Top of SOURCE DATA
PR #1534, opened 2020-04-15
VIRTS-1101/Dynamic code compilation of code variants in ability files

khyberspache:
- Enables hooking of ability files w/ Code sections into dynamic compilation pipelines (via builder plugin)
- Updates c_ability to support code, language, and build_target fields

### DIFF
--- a/app/service/planning_svc.py
+++ b/app/service/planning_svc.py
@@ -119,6 +119,8 @@ class PlanningService(BasePlanningService):
     async def _generate_new_links(self, operation, agent, abilities, link_status):
         links = []
         for a in await agent.capabilities(abilities):
+            if a.code and a.HOOKS:
+                await a.HOOKS[a.language](a)
             if a.test:
                 links.append(
                     Link(operation=operation.id, command=a.test, paw=agent.paw, score=0, ability=a,
--- a/server.py
+++ b/server.py
@@ -53,6 +53,7 @@ def run_tasks(services):
     loop.run_until_complete(app_svc.register_contacts())
     loop.run_until_complete(app_svc.load_plugins(args.plugins))
     loop.run_until_complete(data_svc.load_data(loop.run_until_complete(data_svc.locate('plugins', dict(enabled=True)))))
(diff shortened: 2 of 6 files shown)


app/service/planning_svc.py
```diff
@@ -119,6 +119,8 @@ async def _check_and_generate_cleanup_links(self, agent, operation):
     async def _generate_new_links(self, operation, agent, abilities, link_status):
         links = []
         for a in await agent.capabilities(abilities):
+            if a.code and a.HOOKS:
```
privateducky, line 122: do we need a.code as a requirement to execute the hooks on an ability here?

server.py
```diff
@@ -53,6 +53,7 @@ def run_tasks(services):
     loop.run_until_complete(app_svc.register_contacts())
     loop.run_until_complete(app_svc.load_plugins(args.plugins))
     loop.run_until_complete(data_svc.load_data(loop.run_until_complete(data_svc.locate('plugins', dict(enabled=True)))))
+    loop.run_until_complete(app_svc.load_plugin_expansions(loop.run_until_complete(data_svc.locate('plugins', dict(enabled=True)))))
```
privateducky, line 56: why execute this separately? it seems it should occur when plugins are loaded

khyberspache: Load order issue - I'm doing post-processing on the abilities after they have been loaded into memory.  That only happens have the `load_data` function is called, which can't be called until the load_plugins completes.

app/service/planning_svc.py
khyberspache: probably not - it should be find to just check for hooks

server.py
privateducky: would this be solved if we load_plugins after load_data..?

khyberspache: load_data only loads data from the data_dirs of loaded plugins.

So the options as I see it are:
1. Pass a ContextVar to the plugins to allow an asyncio future call in the `enable()`
2. have a two-step approach (like I have in this PR)

PR #1535, opened 2020-04-15
allow configuring bind interface

unkempthenry:
Changes: 

* allows configuring the address/interface the http server will bind onto in the config file.


wbooth:
There is a rogue bandit file in this PR

unkempthenry:
thanks, I've been jumping around to a few different branches and missed it.

PR #1538, opened 2020-04-16
Also search within names and descriptions

zaphodef:
This PR completes the 'search' ability and allows to search for a specific term within names and descriptions. One good example is fast searching for a specific technique ID.


zaphodef:
We could also widen the search among `technique_id` and `technique_name`. I'm just realising the example I gave (fast searching for a specific technique ID), is not covered by my initial changes :p Would it be ok if I add those two in this PR?

zaphodef:
@privateducky any opinion on searching among `technique_id` and `technique_name` too? :)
Bottom of SOURCE DATA
**PROBLEM STATEMENT:**
Among the lines of the data above, find those with the word "test" and show them.

**WRITTEN RESPONSE:**
             if a.test:
                     Link(operation=operation.id, command=a.test, paw=agent.paw, score=0, ability=a,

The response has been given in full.